When the slice interval is greater than the slice thickness Normally, the slice interval should be set equal to the slice thickness. In this scenario, one slice ends and the next begins with no gaps. Gaps are created in the data set when the slice interval is greater than the slice thickness. It would be like adding gaps in between the slices of a loaf of bread.

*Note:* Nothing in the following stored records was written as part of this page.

PR #268, opened 2018-11-17
S4.3: Some errors were detected yet a 0 code was returned

diegoherranz:
Issue found on https://github.com/KiCad/kicad-symbols/issues/1114

errorExtra() doesn't mean non-zero return code unless preceded by an error().
So, a few errorExtra() calls now using error() instead.

I've also added a second commit with some code style fixes. Let me know if you disagree with any of that and I can change or remove it.
Edit: I've removed that second commit and moved the style fixes to a different PR (https://github.com/KiCad/kicad-library-utils/pull/269) since they are separate things. It also includes fixes on many other files now.

Thanks!

### DIFF
--- a/schlib/rules/S4_3.py
+++ b/schlib/rules/S4_3.py
@@ -155,7 +155,7 @@ class Rule(KLCRule):
                             self.component.padInSpecialPowerStack.add(pin['num'])
                             # check if all passive pins are invisible
                             if pin['electrical_type'] == 'P' and (not pin['pin_type'].startswith('N')):
-                                self.errorExtra("{pin} : {etype} should be invisible (power-pin stack)".format(
+                                self.error("{pin} : {etype} should be invisible (power-pin stack)".format(
                                     pin=self.pinStr(pin),
                                     etype=pinElectricalTypeToStr(pin['electrical_type'])))
                                 err = True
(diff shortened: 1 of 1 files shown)


diegoherranz:
Gentle reminder.
This can improve the checking quality for stacking pins and avoid new problems on the library.
Thanks!

poeschlr:
I would assume the error extra stuff is what would normally be printed only with the -v options. Is this correct?
(meaning the stuff that is reported below a more generic error.)

So might it be better to have one common error that is reported if any of these is violated and keep the current more detailed report as error extra?

diegoherranz:
`errorExtra()` is only shown if using "double verbose" `-vv`.

I guess I could add some `error()` messages and leave the `errorExtra()` ones as they were.
However, the way the code is, I would need to add an `error()` for each `errorExtra()` I have modified since I can't add a generic `error()` above which is common for them all.
Also it seems that we report quite a few `error()` with similar level of detail already:
Examples: https://github.com/KiCad/kicad-library-utils/blob/master/schlib/rules/S4_3.py#L100 or https://github.com/KiCad/kicad-library-utils/blob/master/schlib/rules/S4_3.py#L109

Either way let me know and I'll change it or just fix the merge conflict.

Thanks!

P.S.: Just for reference, when Travis checks the symbol libraries, it runs `comparelibs.py` which runs `checklib.py` using `-vv`. (https://github.com/KiCad/kicad-library-utils/blob/master/schlib/comparelibs.py#L56)

poeschlr:
I am ok with it as long as there is still reasonable output even without the -v options. So please rebase.

diegoherranz:
Rebased to master. Thanks!

poeschlr:
Thanks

Thick reconstruction slices (greater than 3 mm) are NOT suitable for which of the following? Multiple correct answers are available. a. Multiplanar reformations b. Angiographic imaging c. Abdominal imaging d. Thoracic imaging

a. Multiplanar reformations Thicker slices are good for viewing images with minimal noise, but there are some times that thick slices should never be used. Thick slices should never be used for multiplanar reformations as this results in blurriness in the images. Thick slices should also never be used four protocols requiring high spatial resolution, such as angiographic imaging. b. Angiographic imaging

Select all parameters that CAN be changed retrospectively. a. Scan start and end locations b. Slice thickness c. Display Field-of-View d. Reconstruction algorithm e. Scan field-of-view f. Acquisition thickness g. Slice interval

a. Scan start and end locations b. Slice thickness c. Display Field-of-View d. Reconstruction algorithm g. Slice interval Some aspects of CT images can be changed retrospectively, but some cannot. In this example, notice that the scan field of view and acquisition thickness cannot be changed. Think of the scan field of view as being the raw data. We cannot create more raw data without rescanning the patient. The acquisition thickness is the thickness of the detector rows used during scanning. Obviously there is no way of changing this without scanning the patient again.